Furthermore, it will be observed that  the omitted words have reference exclusively to the entity or entities subject to the tax, and no question is made in this case as to the character of the plaintiff bank as a taxable entity.  It results that the change of wording does not in any wise affect the issue before us; and it is undeniable that the provision which we are now considering has remained upon our statute books unchanged, so far as the present issue is concerned, for more than twenty-two years.  During all this  time  the Collector of Internal Revenue has apparently collected from banks this tax upon their mutual daily balances, the same as upon other deposits; and  until  the present controversy arose no one ever  questioned  the propriety of his so doing.

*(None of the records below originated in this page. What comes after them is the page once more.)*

PR #860, opened 2019-12-04
Adds minor new API for enabling updating and querying assigned nodes.

sorvell:
Adds a protected method called `enableUpdating` to `UpdatingElement`. Before this, updating is enabled when the element is connected in a way that is not easily customizable. Adding this API enables subclasses to control when updates are allowed to begin.

Adds a `queryAssignedNodes(slotName: string, flatten: boolean)` decorator. This provides a convenient way to retrieve the nodes distributed to a given slot via a property and is a shorthand for `this.shadowRoot.querySelectorAll(`slot[name=${slotName}]`).assignedNodes(flatten)`.


Westbrook:
Will this return the same nodes/be updated in the same way regardless of whether using the polyfill or not?

src/lib/decorators.ts
```diff
@@ -265,3 +265,28 @@ export function eventOptions(options: AddEventListenerOptions) {
              // tslint:disable-next-line:no-any decorator
              any;
 }
+
+/**
+ * A property decorator that converts a class property into a getter that
+ * returns the `assignedNodes` of the given named `slot`.
+ *
+ * @ExportDecoratedItems
```
rictic: This doesn't need to be `@ExportDecoratedItems` any more, as of https://github.com/angular/tsickle/pull/1125

CHANGELOG.md
```diff
@@ -14,6 +14,10 @@ and this project adheres to [Semantic Versioning](http://semver.org/).
 <!-- ### Added -->
 <!-- ### Removed -->
 
+### Added
+* Added `enableUpdating()` to `UpdatingElement` to enable customizing when updating is enabled.
```
justinfagnani: SInce it doesn't look like we have issues for these, can you link to this PR?

src/lib/decorators.ts
```diff
@@ -265,3 +265,28 @@ export function eventOptions(options: AddEventListenerOptions) {
...
+ */
+export function queryAssignedNodes(slotName: string = '', flatten: boolean = false) {
+  return (protoOrDescriptor: Object|ClassElement,
+          // tslint:disable-next-line:no-any decorator
+          name?: PropertyKey): any => {
+    const descriptor = {
+      get(this: LitElement) {
+        const selector = `slot${slotName ? `[name=${slotName}]` : ''}`;
```
justinfagnani: Doesn't this need a selector before the `slot` tag name selector to work with ShadyDOM?

src/lib/decorators.ts
```diff
@@ -265,3 +265,28 @@ export function eventOptions(options: AddEventListenerOptions) {
              // tslint:disable-next-line:no-any decorator
              any;
 }
+
+/**
+ * A property decorator that converts a class property into a getter that
+ * returns the `assignedNodes` of the given named `slot`.
```
justinfagnani: I think we should document the type that the property should be annotated with, ie `NodeListOf<HTMLElement>`

src/test/lib/decorators_test.ts
```diff
@@ -389,6 +391,66 @@ suite('decorators', () => {
...
+      render() {
+        return html`
+          <slot></slot>
+          <slot name="footer"></slot>
+        `;
+      }
+    }
+
+    @customElement(generateElementName() as keyof HTMLElementTagNameMap)
+    class C extends LitElement {
```
justinfagnani: Why do you need this element? To test slot forwarding?

src/test/lib/decorators_test.ts
```diff
@@ -389,6 +391,66 @@ suite('decorators', () => {
...
+    }
+
+    test('returns assignedNodes slot', async () => {
+      const c = new C();
+      container.appendChild(c);
+      await c.updateComplete;
+      await c.assignedNodesEl.updateComplete;
+      assert.deepEqual(c.assignedNodesEl.defaultAssigned, [c.div]);
+      const child = document.createElement('div');
+      c.assignedNodesEl.appendChild(child);
```
justinfagnani: Can you add some comments? I'm unsure what's being tested here. If you're assigning elements directly into the `assignedNodesEl`, then what is the slot for in C?

src/lib/updating-element.ts
```diff
@@ -495,14 +494,15 @@ export abstract class UpdatingElement extends HTMLElement {
...
-    // `_hasConnectionResolver` will exist. If so, resolve it to complete the
-    // update, otherwise requestUpdate.
-    if (this._hasConnectedResolver) {
-      this._hasConnectedResolver();
-      this._hasConnectedResolver = undefined;
+    // before connection.
+    this.enableUpdating();
+  }
+
+  protected enableUpdating() {
```
justinfagnani: LGTM on this part of the PR. I wouldn't mind this PR split into two for review purposes.

src/lib/decorators.ts
kevinpschaaf: The polyfilled `querySelector` works fine (it queries the logical tree).  It's only CSS selectors that require a wrapper, since they CSS only works on the actual tree.

src/lib/decorators.ts
sorvell: Done

CHANGELOG.md
sorvell: Done

src/lib/decorators.ts
sorvell: That's right, this works OK under polyfill. Note, it's only for styling that we need a node around slots when using ShadyDOM.

src/lib/decorators.ts
sorvell: Done

src/test/lib/decorators_test.ts
sorvell: Yeah, to test `flatten`. Added comments to explain.

src/test/lib/decorators_test.ts
sorvell: Done. One set of elements is used to test both the flatten and non-flattened cases. Added comments to explain.

src/lib/updating-element.ts
sorvell: Agree would have been better that way. If there's additional feedback on the new decorator, will do.

PR #861, opened 2019-12-06
Replace TSLint with ESLint

abdonrd:
Same PR as https://github.com/Polymer/lit-html/pull/969


abdonrd:
Ping to @rictic 😄

src/lib/updating-element.ts
```diff
@@ -266,8 +271,8 @@ export abstract class UpdatingElement extends HTMLElement {
   /** @nocollapse */
   private static _ensureClassProperties() {
     // ensure private storage for property declarations.
-    if (!this.hasOwnProperty(
-            JSCompiler_renameProperty('_classProperties', this))) {
+    if (!Object.prototype.hasOwnProperty.call(
```
justinfagnani: I'm not a huge fan of this rule. We don't expect someone else to be monkey-patching this class or overriding `hasOwnProperty`, and if they do 🤷‍♂️.

src/lib/updating-element.ts
```diff
@@ -300,12 +305,13 @@ export abstract class UpdatingElement extends HTMLElement {
...
     // still overwrite it
-    if (options.noAccessor || this.prototype.hasOwnProperty(name)) {
+    if (options.noAccessor ||
+        Object.prototype.hasOwnProperty.call(this.prototype, name)) {
       return;
     }
     const key = typeof name === 'symbol' ? Symbol() : `__${name}`;
     Object.defineProperty(this.prototype, name, {
-      // tslint:disable-next-line:no-any no symbol in index
+      // eslint-disable-next-line @typescript-eslint/no-explicit-any
```
justinfagnani: I think we can just replace `any` with `unknown` here.

src/lit-element.ts
```diff
@@ -34,9 +34,9 @@ declare global {
 (window['litElementVersions'] || (window['litElementVersions'] = []))
     .push('2.2.1');
 
-export interface CSSResultArray extends Array<CSSResult|CSSResultArray> {}
+export type CSSResultArray = Array<CSSResult|CSSResultArray>
```
justinfagnani: Add semicolon at the end of line.

src/test/lib/decorators_test.ts
```diff
@@ -16,14 +16,15 @@ import {eventOptions, property} from '../../lib/decorators.js';
...
+/* eslint-disable @typescript-eslint/no-explicit-any */
 
 let hasOptions;
 const supportsOptions = (function() {
   if (hasOptions !== undefined) {
     return hasOptions;
   }
-  const fn = () => {};
+  const fn =
+      () => {};  // eslint-disable-line @typescript-eslint/no-empty-function
```
justinfagnani: `no-empty-function` doesn't strike me as a very useful rule either.

abdonrd:
@justinfagnani all comments addressed!

package.json
```diff
@@ -27,25 +28,34 @@
     "test": "npm run build && npm run build:babel-test && wct",
     "checksize": "rollup -c ; rm lit-element.bundled.js",
     "format": "find src test | grep '\\.js$\\|\\.ts$' | xargs clang-format --style=file -i",
-    "lint": "tslint --project ./",
+    "lint": "npm run lint:eslint",
+    "lint:eslint": "eslint 'src/**/*.{js,ts}'",
```
justinfagnani: Why two separate scripts here?

abdonrd: Nothing really special. In other projects I can do more lint (CSS, LitAnalayzer, etc)

abdonrd: Updated!

abdonrd:
How to fix the TS error?

```
Property 'adoptedStyleSheets' does not exist on type 'ShadowRoot'
```

abdonrd:
Rebased on master and updated again!

bennypowers:
> 'adoptedStyleSheets' does not exist on type 'ShadowRoot'

see https://github.com/microsoft/TypeScript/issues/10401#issuecomment-255964760
for an example on how to add properties to a global interface

abdonrd:
Thanks @bennypowers! Fixed!

PR #881, opened 2020-01-20
Add @internalProperty decorator, for private or protected fields.

rictic:


web-padawan:
IMO the name `@internal` would be enough.

rictic:
`@internal` reads to me like it can and perhaps should be combined with `@property`

> Are there any public tools that can take advantage of the `property` vs `internalProperty` distinction? Something in tsickle? If this is mainly useful inside Google, do we want to leave this out of the main docs as is, or add a note to the property docs? cc @arthurevans and @graynorton

tsickle will care, and I intend to add an optional, disabled-by-default pass to lit-analyzer that will require that `@property` is always public and `@internalProperty` is always private or protected.

Unless a project is compiling with closure compiler, they probably won't care about this distinction at all, and so it's probably not worth advertising this.

Issue #186, opened 2018-09-28
Update documentation for CNI environment variables and provide an example


jicowan:
The documentation says the following about the environment variables you can add to the pod manifest for the CNI plugin: 
```
AWS_VPC_K8S_CNI_CUSTOM_NETWORK_CFG
Type: Boolean
Default: false
```

```
WARM_ENI_TARGET
Type: Integer
Default: 1
```

Both of these should be of `Type: String`

A better description of how the custom networking for pods works would also be helpful.  When I reconfigured the existing nodes in my cluster to use custom networking, the daemonsets were assigned secondary IPs from the worker node's primary ENI instead of the ENI associated with the subnet specified in the CRD (custom network config).  Once I annotated the node with the CRD, pods scheduled onto that node were assigned secondary IPs from the custom network config range.  Also, please explain how pods, including daemonsets, can be assigned IPs from the custom range during scale out operations, prior to the node being annotated with a custom network config.

mogren:
The custom network part is tracked in https://github.com/awsdocs/amazon-eks-user-guide/pull/72, will fix the types.

marceloboeira:
it seems the issue is solved, should it be closed @jicowan / @mogren ?

mogren:
Thanks @marceloboeira, you are right! 😄

PR #1116, opened 2020-08-04
Changed data type for variables: AWS_VPC_K8S_CNI_CUSTOM_NETWORK_CFG a…

abhinavmpandey08:
…nd WARM_ENI_TARGET to String

*Issue #, if available:* #186 

*Description of changes:* Updated variable type of `AWS_VPC_K8S_CNI_CUSTOM_NETWORK_CFG` from `Boolean` to `String` and `WARM_ENI_TARGET` from `Integer` to `String`.

### DIFF
--- a/README.md
+++ b/README.md
@@ -104,7 +104,7 @@ The following environment variables are available, and all of them are optional.
 
 `AWS_VPC_CNI_NODE_PORT_SUPPORT`
 
-Type: Boolean
+Type: Boolean as a String
 
 Default: `true`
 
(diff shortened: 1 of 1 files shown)


mogren:
Hmm... Technically, looking at the [env settings in the sample config](https://github.com/aws/amazon-vpc-cni-k8s/blob/master/config/master/aws-k8s-cni.yaml#L109-L143), they are all strings, but contains different types of values. `AWS_VPC_ENI_MTU` should clearly be a number for example, but it is quoted in the config. Should we specify it as something else? Like `"quoted integer"` or `Type: Boolean as a string`?

abhinavmpandey08:
That's a good suggestion! I can do that. Should I change other variables' type to reflect this too or just the ones mentioned in  #[186](https://github.com/aws/amazon-vpc-cni-k8s/issues/186)?

mogren:
@abhinavmpandey08 I think we should fix the documentation for all ENV variables at the same time. :)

Proceeding now to examine a little more closely the language of the provision in question, we  note that the tax is imposed primarily upon "deposits of money."  The trial judge seems to have fixed his attention  principally on the word "money" in this expression, and he observed that as the balances in question did not result from the deposit of money, i. e., currency of the country, but from the deposit of checks, said balances could not be considered "deposits of money," within the meaning of the  law.  This  literal interpretation of the expression seems to the writer to be strangely out of place in an age, like the present, where the immense commercial  transactions necessary for the life of modern society are conducted so largely by means of checks,  drafts and other forms of banking credit.  Of course when a check is presented to the drawee bank and honored by it as a lawful obligation calling for the payment of money, the deposit of the check is equivalent to a deposit of money for all purposes.  Again, it is scarcely necessary to point  out that, if this  interpretation  of the expression be correct, then deposits made in banks by other persons than banks would in great part be free from the tax, since all persons who patronize  banks are addicted to the same practice  of  depositing checks instead of  metallic or  paper currency.

The explanatory words immediately  following the expression  "deposits of money," in the provision now  under consideration, are important, since these words were  evidently added for the purpose of showing that the expression "deposits of money"  is to  be taken in the utmost latitude of its meaning.   The tax  is to be paid upon the deposits, so the statute declares, whether the money is subject to payment by check or draft, or represented by certificates of deposit, or otherwise, and whether payable on demand or at  some future day.  The author of the paragraph  evidently exercised  his  wits  for the purpose  of assuring  a broad construction  of the  expression "deposits of money" and. to prevent any  attempt  at refined  distinctions.   In particular, the expression "or otherwise" was intended to indicate that the deposits should  be taxable regardless of the manner in which they arose or the manner  in  which the money is held.

The  decision of  the court  will prove disturbing to a financial policy that has  been long followed by the taxing authorities  and  creates  a  special  exemption  that in  my opinion could not possibly have been intended by the  Legislature.   I therefore record my respectful dissent.